PR #4055, opened 2024-06-17
Add automated nightly builds, uploaded as pre-releases.

chandlerc:
There is still a lot more we should try to do here, but this gets us
a decent start and should be enough for some of the developers working
on Carbon to use for simple cases, or tools like Compiler Explorer.

This first factors most of the complex setup for our CI workflow into
local actions that we can reuse in other workflows. It's actually
a fairly nice cleanup I think even without the specific use case of
a nightly release process. These use "composite" actions which is the
cleanest model for factoring out a subsequence of steps from a workflow.
I've tried to keep the inputs fairly minimal and easy to spot.

Next, it adds a cron-scheduled action that builds and creates a nightly
release. It also supports explicitly running the workflow, which can be
useful if the nightly release is broken in some way: a fix can be landed
and then a force run used.

Tested the `tests` workflow using our `action-test` branch:
https://github.com/carbon-language/carbon-lang/actions/runs/9545546278

Also tested the nightly release action by hacking in a `push` trigger
and using *draft* release. If you have admin rights, you can see an
example draft nightly build here:
https://github.com/carbon-language/carbon-lang/releases/tag/untagged-6a85cdce7b3a784a2e6b

Note that the GitHub releases are easily deleted, and even the tags
created in the repository can be cleaned up as needed so it should be
fairly harmless to fix this forward if needed.

### DIFF
--- a/.github/workflows/nightly-release.yaml
+++ b/.github/workflows/nightly-release.yaml
@@ -28,6 +28,9 @@ on:
     - cron: '0 2 * * *'
   # Enable manual runs for testing or manually (re-)creating a nightly release.
   workflow_dispatch:
+  # FIXME:
+  push:
+    branches: [action-test]
 
 permissions:
   contents: write # For creating and uploading to releases.
--- a/.github/workflows/nightly-release.yaml
+++ b/.github/workflows/nightly-release.yaml
@@ -52,8 +52,6 @@ jobs:
           echo "remote_cache_upload=--google_credentials=$HOME/remote_cache_key.json" \
               >> $GITHUB_ENV
 
-      - uses: ./.github/actions/build-setup-ubuntu
-
       - uses: ./.github/actions/build-setup-common
         with:
           matrix_runner: ubuntu-22.04
--- a/.github/workflows/nightly-release.yaml
+++ b/.github/workflows/nightly-release.yaml
@@ -62,10 +62,6 @@ jobs:
           echo "nightly_date=$(date '+%Y.%m.%d')" >> $GITHUB_ENV
 
       - name: Build release
-        env:
-          # 'libtool_check_unique failed to generate' workaround.
-          # https://github.com/bazelbuild/bazel/issues/14113#issuecomment-999794586
-          BAZEL_USE_CPP_ONLY_TOOLCHAIN: 1
         run: |
           ./scripts/run_bazel.py \
             --attempts=5 --jobs-on-last-attempt=4 \
--- a/.github/workflows/nightly-release.yaml
+++ b/.github/workflows/nightly-release.yaml
@@ -94,4 +94,4 @@ jobs:
             --notes 'A nightly development build of Carbon.' \
             --prerelease \
             v${{ env.release_version }} \
-            "bazel-bin/toolchain/install/carbon_toolchain-${{ env.release_version }}.tar.bz2#Linux x86-64 binaries - Ubuntu-22.04 (tar.bz2)"
+            "bazel-bin/toolchain/install/carbon_toolchain-${{ env.release_version }}.tar.bz2"
--- a/.github/workflows/nightly-release.yaml
+++ b/.github/workflows/nightly-release.yaml
@@ -28,9 +28,6 @@ on:
     - cron: '0 2 * * *'
   # Enable manual runs for testing or manually (re-)creating a nightly release.
   workflow_dispatch:
-  # FIXME:
-  push:
-    branches: [action-test]
 
 permissions:
   contents: write # For creating and uploading to releases.
@@ -95,7 +92,6 @@ jobs:
           gh release create \
             --title "Nightly build ${{ env.nightly_date }}" \
             --notes 'A nightly development build of Carbon.' \
-            -d \
             --prerelease \
             v${{ env.release_version }} \
             "bazel-bin/toolchain/install/carbon_toolchain-${{ env.release_version }}.tar.bz2#Linux x86-64 binaries - Ubuntu-22.04 (tar.bz2)"
--- a/.github/workflows/nightly-release.yaml
+++ b/.github/workflows/nightly-release.yaml
@@ -95,6 +95,7 @@ jobs:
           gh release create \
             --title "Nightly build ${{ env.nightly_date }}" \
             --notes 'A nightly development build of Carbon.' \
+            -d \
             --prerelease \
             v${{ env.release_version }} \
-            "bazel-bin/toolchain/install/carbon_toolchain-${{ env.release_version }}.tar.bz2#Linux x86-64 binaries - Ubuntu-22.04"
+            "bazel-bin/toolchain/install/carbon_toolchain-${{ env.release_version }}.tar.bz2#Linux x86-64 binaries - Ubuntu-22.04 (tar.bz2)"
--- a/.github/workflows/nightly-release.yaml
+++ b/.github/workflows/nightly-release.yaml
@@ -1,0 +1,99 @@
+# Part of the Carbon Language project, under the Apache License v2.0 with LLVM
+# Exceptions. See /LICENSE for license information.
+# SPDX-License-Identifier: Apache-2.0 WITH LLVM-exception
+#
+# This workflow creates a GitHub "release" of a nightly build of the project.
+#
+# Note: This is just an initial rough attempt, there is a lot of future work
+# needed here. A brief summary of TODOs:
+#
+# - Configure a nice release notes template and switch to generating the title
+#   and notes instead of hard coding them.
+#
+# - Do some amount of testing prior to building and uploading the release.
+#   - Tempting to try to examine existing testing workflow, but maybe better to
+#     allow re-using any complex parts and do our own testing. That would, for
+#     example, allow us to narrow or expand the set of tests uses for
+#     pre-release testing to potentially be different from continuous testing.
+#   - Some questions around what to do in the event of a failure... error? Where
+#     does the error go? Create a draft, unpublished release instead?
+#
+# - Build artifacts for all the different OSes we have GitHub runners for rather
+#   than just x86 Linux.
+
+name: Nightly Release
+
+on:
+  schedule:
+    - cron: '0 2 * * *'
+  # Enable manual runs for testing or manually (re-)creating a nightly release.
+  workflow_dispatch:
+
+permissions:
+  contents: write # For creating and uploading to releases.
+
+jobs:
+  release:
+    runs-on: ubuntu-22.04
+    steps:
+      - name: Harden Runner
+        uses: step-security/harden-runner@63c24ba6bd7ba022e95695ff85de572c04a18142 # v2.7.0
+        with:
+          egress-policy: audit
+
+      - name: Checkout branch
+        uses: actions/checkout@b4ffde65f46336ab88eb53be808477a3936bae11 # v4.1.1
+
+      - name: Set up remote cache access
+        env:
+          REMOTE_CACHE_KEY: ${{ secrets.CARBON_BUILDS_GITHUB }}
+        run: |
+          echo "$REMOTE_CACHE_KEY" | base64 -d > $HOME/remote_cache_key.json
+          echo "remote_cache_upload=--google_credentials=$HOME/remote_cache_key.json" \
+              >> $GITHUB_ENV
+
+      - uses: ./.github/actions/build-setup-ubuntu
+
+      - uses: ./.github/actions/build-setup-common
+        with:
+          matrix_runner: ubuntu-22.04
+          remote_cache_upload: ${{ env.remote_cache_upload }}
+
+      - name: Get nightly date
+        run: |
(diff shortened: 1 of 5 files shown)


.github/workflows/tests.yaml
```diff
@@ -245,63 +88,19 @@ jobs:
...
-          build --jobs=32
+      - uses: ./.github/actions/build-setup-macos
+        if: steps.filter.outputs.has_code == 'true' && env.os == 'macos'
+        with:
+          matrix_runner: ${{ matrix.runner }}
 
-          # Avoid any cache impact from build stamping in CI.
-          build --nostamp
+      - uses: ./.github/actions/build-setup-ubuntu
+        if: steps.filter.outputs.has_code == 'true' && env.os == 'ubuntu'
```
jonmeow: How programmable are these? Can you do something like:

```
      - uses: ./.github/actions/build-setup-${{ env.os }}
        if: steps.filter.outputs.has_code == 'true'
```

(which could be used to unify macos and ubuntu)

.github/workflows/nightly-release.yaml
```diff
@@ -0,0 +1,99 @@
...
+      - name: Create the release
+        env:
+          GH_TOKEN: ${{ secrets.GITHUB_TOKEN }}
+        run: |
+          gh release create \
+            --title "Nightly build ${{ env.nightly_date }}" \
+            --notes 'A nightly development build of Carbon.' \
+            --prerelease \
+            v${{ env.release_version }} \
+            "bazel-bin/toolchain/install/carbon_toolchain-${{ env.release_version }}.tar.bz2#Linux x86-64 binaries - Ubuntu-22.04"
```
jonmeow: What's your system for choosing these release asset names? Is there a project you're using as a baseline for the format?

To detail what I'm seeing, Carbon is: "Linux x86-64 binaries - Ubuntu-22.04"; actual file: carbon_toolchain-0.0.0-0.nightly.2024.06.17.tar.bz2

Comparing with some other projects that have release assets:

- https://github.com/llvm/llvm-project/releases has: clang+llvm-18.1.7-aarch64-linux-gnu.tar.xz
- https://github.com/bazelbuild/bazel/releases has: bazel-7.2.1rc1-linux-x86_64
- https://github.com/microsoft/TypeScript/releases/tag/v5.4.5 has: typescript-5.4.5.tgz

Concretely, my suggestion would be:

- Maybe drop "toolchain" since this is probably the normal install
- Add the target platform to the filename (this especially because it seems standard for platform-specific binaries)
- Consider removing the alias altogether (at least `Ubuntu-22.04` unless there's a reason for mentioning that)

i.e., make the asset name something like "carbon-${{ env.release_version }}-linux-x86_64.tar.bz2"

.github/workflows/nightly-release.yaml
```diff
@@ -0,0 +1,99 @@
+# Part of the Carbon Language project, under the Apache License v2.0 with LLVM
+# Exceptions. See /LICENSE for license information.
+# SPDX-License-Identifier: Apache-2.0 WITH LLVM-exception
+#
+# This workflow creates a GitHub "release" of a nightly build of the project.
```
jonmeow, line 5: Should this be accompanied by something like https://github.com/marketplace/actions/delete-releases to limit how many nightly releases remain?

.github/workflows/nightly-release.yaml
```diff
@@ -0,0 +1,99 @@
...
+
+      - name: Extract the release version
+        run: |
+          # Make sure we can run the toolchain to get the version.
+          ./bazel-bin/toolchain/install/prefix_root/bin/carbon version
+
+          # Now stash it in a variable and export it.
+          VERSION=$( \
+            ./bazel-bin/toolchain/install/prefix_root/bin/carbon version \
+            | cut -d' ' -f5 | cut -d'+' -f1)
```
jonmeow, line 81: Maybe there should be built-in support to get just the version string? e.g., `version --simple`

.github/workflows/nightly-release.yaml
```diff
@@ -0,0 +1,99 @@
...
+          remote_cache_upload: ${{ env.remote_cache_upload }}
+
+      - name: Get nightly date
+        run: |
+          echo "nightly_date=$(date '+%Y.%m.%d')" >> $GITHUB_ENV
+
+      - name: Build release
+        env:
+          # 'libtool_check_unique failed to generate' workaround.
+          # https://github.com/bazelbuild/bazel/issues/14113#issuecomment-999794586
```
jonmeow: This looks like a macos issue; you're seeing it on ubuntu too?

.github/workflows/nightly-release.yaml
```diff
@@ -0,0 +1,99 @@
...
+          echo "$REMOTE_CACHE_KEY" | base64 -d > $HOME/remote_cache_key.json
+          echo "remote_cache_upload=--google_credentials=$HOME/remote_cache_key.json" \
+              >> $GITHUB_ENV
+
+      - uses: ./.github/actions/build-setup-ubuntu
+
+      - uses: ./.github/actions/build-setup-common
+        with:
+          matrix_runner: ubuntu-22.04
+          remote_cache_upload: ${{ env.remote_cache_upload }}
```
jonmeow: FWIW, and I'll leave this as a choice to you because it's not clearly better, but ubuntu/macos could call common directly... If you moved in the remote cache access logic (which is already duplicated here and tests.yaml), I think it'd just mean passing in matrix_runner to ubuntu explicitly (which might be good anyways?).

(depending on how far you wanted to go, maybe the checkout could be in a separate action along with the remote cache access?)

.github/workflows/nightly-release.yaml
```diff
@@ -0,0 +1,99 @@
...
+        run: |
+          echo "$REMOTE_CACHE_KEY" | base64 -d > $HOME/remote_cache_key.json
+          echo "remote_cache_upload=--google_credentials=$HOME/remote_cache_key.json" \
+              >> $GITHUB_ENV
+
+      - uses: ./.github/actions/build-setup-ubuntu
+
+      - uses: ./.github/actions/build-setup-common
+        with:
+          matrix_runner: ubuntu-22.04
```
jonmeow, line 57: Would using `matrix_runner: ${{ matrix.runner }}` be valid here even though it's not explicitly set? i.e., does GitHub have it as defaulting from runs-on?

jonmeow (approved):
I agree this is a good refactoring... I'm assuming most of the content of the copied files hasn't changed. If you think I should review closer, please create a commit that copies tests.yaml around (before the edits) so that I can see the delta in a separate commit.

.github/workflows/tests.yaml
jonmeow: (note, I could very much see this not working...)

.github/workflows/nightly-release.yaml
chandlerc: A few factors here...

Do we use a human-oriented description after the `#` or just the base filename? One benefit of a human-oriented name is that it gives us a good way to explain restrictions on where the binary artifacts will work that may not be apparent from a file name. Eventually, I'd like all of those to be embedded in the filename though, it's just not there yet today. But these will also be displayed next to source code downloads that will use human-oriented text regardless:
image
I'll at least add matching `(tar.bz2)` here


I think we do need to telegraph two restrictions on where these binaries can be used:
- Only on Linux machines, and not all Linux.
  - It needs to have glibc with at least the same version as that used on Ubuntu 22.04 (the host we build on).
- Only x86-64 machines.

The x86-64 restriction is one that I want to show up in the filename and I left a TODO about fixing this in the install code. But until then, I was trying to document it in the English alias. I suspect this is also the one where we'll start adding packages to cover the alternatives first.

The Linux and glibc version restriction is tricky. We're not building fully Linux-hermetic binaries at this point, and until we do, there is basically a "as-modern-as" requirement that is somewhat hard to document precisely in a way people understand. The clearest I came up with is "it was built on this OS version, so if a binary built for that OS works for you, you're good". Which is true, but maybe an odd way of explaining it. Happy to have better suggestions here for how we spell this. If it is something more than "linux", it may be tricky to wire through to the filename in Bazel, and so it may be something that has to be handled here in the action -- either renaming the file or adding an alias to clarify.

All this said, I'm happy to change this to whatever folks like for now. Just let me know, this isn't a case where I have any opinion or am worried about any of the alternatives really. They all seem fine.

.github/workflows/nightly-release.yaml
chandlerc: From what I can tell, there is no limit on how many we have. And it seems nice to have an archive of old releases that we can try out, for example to speed bisection, etc.

That said, not sure we need to use marketplace stuff, it's a trivial command line action to write if we want to remove or otherwise tidy up the releases.

.github/workflows/nightly-release.yaml
chandlerc: I haven't tried this, but the docs make me think that this is *only* provided with a `strategy` based job.

.github/workflows/nightly-release.yaml
chandlerc: The checkout is the only thing that *cannot* move -- that's how we find the actions.

Moving the remote cache access is tricky because it uses secrets. You can push those into actions, but you have to do so explicitly and with some care. Given that, and that only this one needs the read-only form, and how short the read-write form was, it wasn't clear this would be a benefit.

On whether to have the OS-setup ones call the common one, I went back and forth. I'm still not sure. Actually, maybe there is a factoring that is strictly better here. Tried something out, WDYT?

.github/workflows/nightly-release.yaml
chandlerc: No, I just didn't want to deviate. And I'd like to add macOS here eventually, so it seemed better to keep for now?

.github/workflows/nightly-release.yaml
chandlerc: Yeah, probably. I'd like to somewhat revisit how the version printing is wired up in the command line library more generally. The current setup doesn't work well, and I have a few different ideas for improvements.

But I didn't want to make even more changes in this iteration.

.github/workflows/tests.yaml
chandlerc: After my refactoring it's trickier. I still tried, and it didn't work. =[ But after the refacotring, this is at least contained to one place now so maybe that's OK.

chandlerc (commented):
Thanks for all the review! PTAL.

.github/workflows/nightly-release.yaml
jonmeow: To me, this is something you should just leave out. I'd at least prefer comment explaining that it's macOS specific and that you're keeping it for a speculative release.

.github/workflows/nightly-release.yaml
jonmeow: Looking through the top 10 C++ GitHub projects according to https://github.com/EvanLi/Github-Ranking/blob/master/Top100/CPP.md, half distribute assets; of those, all use filenames, and only gpt4all diverges in the naming scheme (swapping version and platform). For quick reference:

- https://github.com/electron/electron/releases/tag/v31.0.1
- https://github.com/microsoft/terminal/releases/tag/v1.20.11381.0
- https://github.com/godotengine/godot/releases/tag/4.2.2-stable
- https://github.com/opencv/opencv/releases/tag/4.10.0
- https://github.com/nomic-ai/gpt4all/releases/tag/v2.8.0
- https://github.com/protocolbuffers/protobuf/releases/tag/v27.1

So the filename naming scheme looks very common, and users should be expected be familiar with it. I expect it has not encountered readability issues, given the lack of label adoption. Maybe the lack of divergence indicates the filename structure has been working well?

Filenames do have other benefits beyond the simple consistency, such as knowing what filename to expect on download without further examination. If you still prefer a label, I'd suggest removing "binaries" or replacing it, because the library assets would probably remain part.

Note, for communicating the Ubuntu 22.04 requirement, you could add it as a suffix, such as "carbon_toolchain-0.0.0-0.nightly.2024.06.17.tar.bz2 (built on Ubuntu 22.04)". Just a thought for maintaining the filename idiom while still getting you the extra platform label.

Note though, I've approved. I don't think this is worth continuing to debate if you feel strongly.

.github/workflows/nightly-release.yaml
jonmeow: Yeah, that looks good. Thanks!

jonmeow (approved):

.github/workflows/nightly-release.yaml
chandlerc: Nice data looking at the existing projects! =D

I really didn't have a strong opinion here, I'm happy to go with just the filename and work on getting Bazel to put more information there rather than stressing about adding it in annotations.

.github/workflows/nightly-release.yaml
chandlerc: Ok, I've removed for now. Can add back if/when we have a macos builder.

--- TASK DIRECTIONS ---
The lines needed are the ones from the first line of the entries through the line that contains "local actions that", given again without any change.

--- REPLY TO THE TASK ---
PR #4055, opened 2024-06-17
Add automated nightly builds, uploaded as pre-releases.

chandlerc:
There is still a lot more we should try to do here, but this gets us
a decent start and should be enough for some of the developers working
on Carbon to use for simple cases, or tools like Compiler Explorer.

This first factors most of the complex setup for our CI workflow into
local actions that we can reuse in other workflows. It's actually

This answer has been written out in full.